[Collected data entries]
Start of Block
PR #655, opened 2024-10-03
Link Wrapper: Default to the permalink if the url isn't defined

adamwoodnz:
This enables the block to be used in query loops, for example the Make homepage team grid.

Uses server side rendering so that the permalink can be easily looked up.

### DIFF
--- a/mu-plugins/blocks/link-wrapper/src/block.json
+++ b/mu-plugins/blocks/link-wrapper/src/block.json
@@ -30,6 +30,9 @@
End of Block
Start of Block
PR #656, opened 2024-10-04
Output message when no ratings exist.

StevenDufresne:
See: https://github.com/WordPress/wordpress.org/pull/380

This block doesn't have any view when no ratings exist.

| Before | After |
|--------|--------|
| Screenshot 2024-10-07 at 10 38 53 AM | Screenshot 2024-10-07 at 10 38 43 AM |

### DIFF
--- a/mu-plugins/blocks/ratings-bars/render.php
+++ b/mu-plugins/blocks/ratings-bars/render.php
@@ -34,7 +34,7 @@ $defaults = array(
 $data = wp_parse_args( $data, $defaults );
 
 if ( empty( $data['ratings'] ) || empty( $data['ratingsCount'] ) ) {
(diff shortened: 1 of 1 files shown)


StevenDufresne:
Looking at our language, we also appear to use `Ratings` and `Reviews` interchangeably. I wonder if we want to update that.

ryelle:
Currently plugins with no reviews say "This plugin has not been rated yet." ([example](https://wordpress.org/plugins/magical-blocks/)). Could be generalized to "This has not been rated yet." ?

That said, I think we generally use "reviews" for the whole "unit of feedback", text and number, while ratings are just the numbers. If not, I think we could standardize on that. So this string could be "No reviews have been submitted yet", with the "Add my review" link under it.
End of Block
**Problem description**
A word-for-word copy of the lines above from the one with "This enables the" through the one with "-30,6 +30,9 @@", inclusive, is the only output wanted.

**Task response**
This enables the block to be used in query loops, for example the Make homepage team grid.

Uses server side rendering so that the permalink can be easily looked up.

### DIFF
--- a/mu-plugins/blocks/link-wrapper/src/block.json
+++ b/mu-plugins/blocks/link-wrapper/src/block.json
@@ -30,6 +30,9 @@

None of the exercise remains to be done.